Eclipse-induced enhancement on the eastward and westward electric fields at the low- and mid-latitudes, respectively. The red-dotted line indicates the effect range of the solar eclipse. The markers of “+” and “−” in the red color indicate positively and negatively charged particles, respectively. The orange-dotted line indicates the induced electric field

Another interesting ionospheric feature during the 2017 August solar eclipse is shown in Fig. 3 is the early appearance of EIA (compared with the control run) in both hemispheres. The eclipse-induced early formation of EIA was observed and reported by Tsai and Liu (1999) during the solar eclipse of 24 October 1995, showing the pre-ascension of TEC observations before the solar eclipse. They suggested that this pre-ascension of TEC is possibly caused by the decrease of equatorial plasma fountain strength, which results in the equatorward shift of the EIA crest and the early forming of the EIA crest. However, this mechanism cannot fully explain the early EIA formation. Richmond et al. (2015) and Richmond and Fang (2015) proposed that an evening equatorial plasma vortex and the pre-reversal enhancement (PRE) of the vertical drift are influenced by the distributions of conductivity in the E and F regions in relation to the thermospheric neutral wind. The temperature difference within and outside the moon shadow area can produce a zonal pressure-gradient force to drive the thermospheric zonal wind. The electric field perturbations in Fig. 4 show the enhancement of the equatorial eastward electric field at the eastern region of the solar eclipse obscuration. This low-latitude eastward electric field might result from the sudden darkness induced by the solar eclipse at the termination region, like the eastward convection in the evening, and then further cause the early appearance of the EIA.

Conclusions

In this study, the ionospheric response during the total solar eclipse of 21 August 2017 was investigated using the coupled thermosphere-ionosphere data assimilation model for the first time.
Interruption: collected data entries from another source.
PR #600, opened 2025-07-18
Update arm-gic to 0.5.0

joschock:
## Description

Updates patina AARCH64 GIC support to use 0.5.0 of arm-gic crate. There have been significant API changes since arm-gic crate was first integrated. This PR brings patina up to the latest API. In the course of integrating this, found and filed the following bug to upstream (thanks, @kuqin12 ): [https://github.com/google/arm-gic/issues/67](https://github.com/google/arm-gic/issues/67). This issue is not fatal to operation but will cause error messages on systems with GIC RAS features enabled. 

- [x] Impacts functionality?
- [ ] Impacts security?
- [ ] Breaking change?
- [ ] Includes tests?
- [ ] Includes documentation?

## How This Was Tested

Built and tested boot on an AARCH64 hardware platform. 

## Integration Instructions

N/A

### DIFF
--- a/Cargo.toml
+++ b/Cargo.toml
@@ -13,7 +13,8 @@ publish = ["patina-fw"]
 
 [workspace.dependencies]
 alloc-no-stdlib = { version = "~2.0" }
-arm-gic = { version = "^0.1.2" }
+arm-gic = { version = "0.5" }
+safe-mmio = { version = "0.2.5" }
 bitfield-struct = { version = "0.10" }
 brotli-decompressor = { version = "4.0.0", default-features = false }
 cfg-if = { version = "1" }
--- a/core/patina_internal_cpu/src/interrupts/aarch64/gic_manager.rs
+++ b/core/patina_internal_cpu/src/interrupts/aarch64/gic_manager.rs
@@ -1,7 +1,10 @@
-use arm_gic::gicv3::{GicV3, IntId, Trigger, registers::GICD};
-use core::ptr::{addr_of, addr_of_mut, write_volatile};
+use arm_gic::{
+    IntId, Trigger,
+    gicv3::{GicV3, InterruptGroup},
+};
 use patina_sdk::error::EfiError;
 use r_efi::efi;
+use safe_mmio::field;
 
 use crate::interrupts::aarch64::sysreg::{read_sysreg, write_sysreg};
 
@@ -68,19 +71,6 @@ pub fn get_system_gic_version() -> GicVersion {
     GicVersion::ArmGicV2
 }
 
-/// Get the maximum interrupt number supported by the GIC.
-///
-/// # Safety
-///
-/// This function reads the GICD_TYPER register, which is set during core
-/// initialization and is not expected to change during runtime.
-///
-pub unsafe fn get_max_interrupt_number(gicd: *mut GICD) -> u32 {
-    let max_num = unsafe { addr_of!((*gicd).typer).read_volatile() & 0x1f };
-
-    if max_num == 0x1f { 1020 } else { (max_num + 1) * 32 }
-}
-
 pub fn get_mpidr() -> u64 {
     unsafe { read_sysreg!(mpidr_el1) }
 }
@@ -99,7 +89,7 @@ pub fn set_binary_point_reg(value: u64) {
 /// initialized during core initialization and not expected to change during
 /// runtime.
 ///
-pub unsafe fn gic_initialize(gicd_base: *mut u64, gicr_base: *mut u64) -> Result<GicV3, EfiError> {
+pub unsafe fn gic_initialize<'a>(gicd_base: *mut u64, gicr_base: *mut u64) -> Result<GicV3<'a>, EfiError> {
     let gic_v = get_system_gic_version();
     if gic_v == GicVersion::ArmGicV2 {
         debug_assert!(false, "GICv2 is not supported");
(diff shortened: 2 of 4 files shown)


sdk/patina_sdk/src/guid.rs
```diff
@@ -90,13 +90,13 @@ pub const HARDWARE_INTERRUPT_PROTOCOL: efi::Guid =
 /// This protocol provides a means of registering and unregistering interrupt handlers for AARCH64 systems.
 /// This protocol extends the Hardware Interrupt Protocol to support interrupt type query.
 ///
-/// (`32898322-2D1A-474A-BAAA-F3F7CF569470`)
+/// (`32898322-2DA1-474A-BAAA-F3F7CF569470`)
```
kuqin12: I thought this is something Chris has fixed?

https://github.com/OpenDevicePartnership/patina/pull/591

joschock: ah, missed that. rebased to main and picked it up. Will fix description too.

Cargo.toml
```diff
@@ -13,7 +13,8 @@ publish = ["patina-fw"]
 
 [workspace.dependencies]
 alloc-no-stdlib = { version = "~2.0" }
-arm-gic = { version = "^0.1.2" }
+arm-gic = { version = "^0.5.0" }
```
os-d: nit: While here, drop `^` to follow recommended Rust dependency syntax: https://doc.rust-lang.org/cargo/reference/specifying-dependencies.html#caret-requirements.

Also, should we only specify `0.5` to pick up bugfixes automatically? Or do we think there is enough churn that we should lock onto a single version? Same question on safe-mmio.

core/patina_internal_cpu/src/interrupts/aarch64/gic_manager.rs
```diff
@@ -110,135 +100,107 @@ pub unsafe fn gic_initialize(gicd_base: *mut u64, gicr_base: *mut u64) -> Result
...
+            return efi::Status::INVALID_PARAMETER;
         };
-        self.gic_v3.enable_interrupt(int_id, true);
+
+        self.gic_v3.enable_interrupt(int_id, Some(0), true);
+
         efi::Status::SUCCESS
     }
 
     pub fn disable_interrupt_source(&mut self, interrupt_source: u64) -> efi::Status {
```
os-d, line 147: While we are here, do all of these need to be `pub` and do they need to return `efi::Status` instead of `EfiError`?

core/patina_internal_cpu/src/interrupts/aarch64/gic_manager.rs
```diff
@@ -110,135 +100,107 @@ pub unsafe fn gic_initialize(gicd_base: *mut u64, gicr_base: *mut u64) -> Result
...
-                addr_of_mut!((*self.gic_v3.sgi_ptr()).isenabler0).read_volatile() & bit != 0
-            } else {
-                addr_of_mut!((*self.gic_v3.gicd_ptr()).isenabler[index]).read_volatile() & bit != 0
-            }
+        if interrupt_source < 32 {
+            let mut sgi = self.gic_v3.sgi_ptr(0);
+            field!(sgi, isenabler0).read() & bit != 0
+        } else {
+            let mut gicd = self.gic_v3.gicd_ptr();
+            field!(gicd, isenabler).get(index).unwrap().read() & bit != 0
```
os-d, line 166: Instead of `unwrap()` should we handle any potential error returned?

core/patina_internal_cpu/src/interrupts/aarch64/gic_manager.rs
```diff
@@ -110,135 +100,107 @@ pub unsafe fn gic_initialize(gicd_base: *mut u64, gicr_base: *mut u64) -> Result
...
-        // redistributor interface.
-        let level = unsafe {
-            if interrupt_source < 32 {
-                addr_of_mut!((*self.gic_v3.sgi_ptr()).icfgr[index]).read_volatile() & bit == 0
-            } else {
-                addr_of_mut!((*self.gic_v3.gicd_ptr()).icfgr[index]).read_volatile() & bit == 0
-            }
+        let level = if interrupt_source < 32 {
+            let mut sgi = self.gic_v3.sgi_ptr(0);
+            field!(sgi, icfgr).get(index).unwrap().read() & bit != 0
```
os-d, line 186: Same unwrap questions

Cargo.toml
joschock: There has been a lot of API churn in the arm-gic repo, but they seem to be bumping the minor each time (i.e. the last 3 releases have been 3.0, 4.0, 5.0).  safe_mmio I want to match the version used by arm-gic exactly to avoid issues when accessing safe-mmio structs that arm-gic is producing.  I'll update arm-gic to "0.5"

core/patina_internal_cpu/src/interrupts/aarch64/gic_manager.rs
joschock: These are member function implementations for the various HwInterupt protocols:

for example: 
patina_dxe_core/src/hw_interrupt_protocol.rs:
```
type HardwareInterruptEnableV2 = unsafe extern "efiapi" fn(*mut EfiHardwareInterruptV2Protocol, u64) -> efi::Status;
```
The don't necessarily have to be pub, but the do have to return efi::Status to match the proto. I'm inclined to leave them "pub" as well to reflect the fact that they are exposed to the world via the Protocol Interface.

os-d: Sure, I figured that was the case for some of these, wasn't sure if all of them. I'm also fine to leave them as such.

joschock: acutally, I was mistaken. They are called by wrapper functions thru a lock, so we could change them. However, I think a refactor/cleanup of that nature should be a separate PR to divide our rework from integration for potential bug bisect.

core/patina_internal_cpu/src/interrupts/aarch64/gic_manager.rs
joschock: Ressonable, but I will defer to a future PR to address this separately from bringing in 0.5.0 - since it would require changing the signatures of the function to allow proper error return.

core/patina_internal_cpu/src/interrupts/aarch64/gic_manager.rs
joschock: Likewise.

core/patina_internal_cpu/src/interrupts/aarch64/gic_manager.rs
joschock: https://github.com/OpenDevicePartnership/patina/issues/601 assigned to me to track.

Cargo.toml
joschock: done.

PR #606, opened 2025-07-18
Refactor GIC code for better error handling

joschock:
## Description

Updates gic_manager and hw_interrupt_protocol code for cleaner error handling using Result<T, EfiError> returns instead of efi::Status and cleaning up visibility of various functions. 

- [x] Impacts functionality?
- [ ] Impacts security?
- [ ] Breaking change?
- [ ] Includes tests?
- [ ] Includes documentation?

## How This Was Tested

Verfiied GIC initialization succeeds on AArch64 hw as before this refactor. 

## Integration Instructions

N/A - no changes to interfaces consumed outside of patina_internal_cpu.

### DIFF
--- a/core/patina_internal_cpu/src/interrupts/aarch64/gic_manager.rs
+++ b/core/patina_internal_cpu/src/interrupts/aarch64/gic_manager.rs
@@ -102,6 +102,9 @@ pub unsafe fn gic_initialize<'a>(gicd_base: *mut u64, gicr_base: *mut u64) -> Re
 
     // Set binary point reg to 0x7 (no preemption)
     // Safety: this is a legal value for BPR1 register.
+    // Refer to "Arm Generic Interrupt Controller Architecture Specification GIC
+    // architecture version 3 and Version 4" (Arm IHI 0069H.b ID041224)
+    // 12.2.5: "ICC_BPR1_EL1, Interrupt Controller Binary Point Register 1"
     unsafe {
         write_sysreg!(ICC_BPR1_EL1, 0x7u64);
     }


core/patina_internal_cpu/src/interrupts/aarch64/gic_manager.rs
```diff
@@ -123,83 +116,85 @@ pub struct AArch64InterruptInitializer<'a> {
...
+
+        if int_id.is_private() {
             let mut sgi = self.gic_v3.sgi_ptr(0);
-            field!(sgi, isenabler0).read() & bit != 0
+            Ok(field!(sgi, isenabler0).read() & bit != 0)
         } else {
             let mut gicd = self.gic_v3.gicd_ptr();
-            field!(gicd, isenabler).get(index).unwrap().read() & bit != 0
+            //source_to_intid() validates the interrupt source number, so index computed must be valid.
+            Ok(field!(gicd, isenabler).get(index).unwrap().read() & bit != 0)
```
os-d, line 164: Return error if unwrap fails?

core/patina_internal_cpu/src/interrupts/aarch64/gic_manager.rs
```diff
@@ -123,83 +116,85 @@ pub struct AArch64InterruptInitializer<'a> {
...
         let index = (interrupt_source / 16) as usize;
         let bit = 1 << (interrupt_source % 16);
 
-        let level = if interrupt_source < 32 {
+        // validates the interrupt source
+        let int_id = self.source_to_intid(interrupt_source)?;
+
+        let level = if int_id.is_private() {
             let mut sgi = self.gic_v3.sgi_ptr(0);
             field!(sgi, icfgr).get(index).unwrap().read() & bit != 0
```
os-d, line 184: Same unwrap questions here and a couple lines below

core/patina_internal_cpu/src/interrupts/aarch64/gic_manager.rs
joschock: the comment is indicating that the unwrap only fails due to a programming error - i.e. you can only get here and fail the unwrap() if source_to_intid() isn't written correctly. I elected to leave it as an unwrap since it's a programmer error if it occurs. Happy to change it to an expect("fix source_to_intid() pls") if you like :)

os-d: Didn’t read the comment :). In general I think expect is better than unwrap, but either is fine here.

core/patina_internal_cpu/src/interrupts/aarch64/gic_manager.rs
```diff
@@ -111,8 +99,13 @@ pub unsafe fn gic_initialize<'a>(gicd_base: *mut u64, gicr_base: *mut u64) -> Re
     for spi in 0..gic_v3.typer().num_spis() {
         gic_v3.set_interrupt_priority(IntId::spi(spi), None, 0x80);
     }
+
     // Set binary point reg to 0x7 (no preemption)
-    set_binary_point_reg(0x7);
+    // Safety: this is a legal value for BPR1 register.
```
makubacki, line 104: Is there reference documentation that can be linked here?

core/patina_internal_cpu/src/interrupts/aarch64/gic_manager.rs
joschock: same as above, I think.

core/patina_internal_cpu/src/interrupts/aarch64/gic_manager.rs
joschock: I could point to arm GIC ref manual, if desired.

makubacki: I'm looking at the PR for the Rust changes (not familiar with GIC details) but a clear connection to evidence would be helpful to establish.

joschock: Added a reference to the appropriate arch manual.

PR #607, opened 2025-07-18
patina_debugger: Improve the info (monitor ?) response

cfernald:
## Description

Adds instruction address and clarifies the exception type info. This is invoked by calling `!uefiext.info` or `!uefiext.monitor ?` in windbgx.

- [x] Impacts functionality?
- [ ] Impacts security?
- [ ] Breaking change?
- [ ] Includes tests?
- [ ] Includes documentation?

## How This Was Tested

Tested on Q35

## Integration Instructions

N/A

### DIFF
--- a/core/patina_debugger/src/lib.rs
+++ b/core/patina_debugger/src/lib.rs
@@ -248,17 +248,18 @@ pub fn add_monitor_command(cmd: &'static str, function: MonitorCommandFn) {
 }
 
 /// Exception information for the debugger.
-#[derive(Debug)]
 #[allow(dead_code)]
 struct ExceptionInfo {
     /// The type of exception that occurred.
     pub exception_type: ExceptionType,
+    /// The instruction pointer address.
+    pub instruction_pointer: u64,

By assimilation of ground-based GNSS TEC observations on the eclipse day and the previous day, compared with their differences, the electron density decreased up to 4 TECU (~ 40% of the background TEC on the eclipse previous day) around the solar eclipse region at 1830 UT. The analysis of latitudinal variations of vertical electron density profiles further shows significant enhancements and reductions in electron density at the equator-side and the polar-side of EIA crests, respectively. This enhancement of equator-side of northern (southern) EIA was driven by the upward plasma drift from the eastward (westward) electric fields. Conversely, the reduction of EIA crests at the two poleward-side regions were driven by the reverse direction of vertical plasma drifts (or electric fields). These two electrodynamic processes cause the two EIA crests to be compressed toward the magnetic equator, revealing a TEC increase at the low-latitude region and a TEC decrease at the mid-latitude region. The morphology of low-latitude eastward and mid-latitude westward electric fields might be caused by the eclipse-induced ionospheric conductivity changings. Moreover, we further found that the EIA crests in both hemispheres on the eclipse day were formed earlier than that on the previous day, due to the electrodynamic processes in the wake of the eclipse. The assimilation analysis results show stronger eastward electric fields around the magnetic equator region at the beginning of the solar eclipse (around the eastern boundary of moon shadow), providing upward plasma (E × B) drift to uplift the ionospheric layer and lead the earlier forming of EIA crests.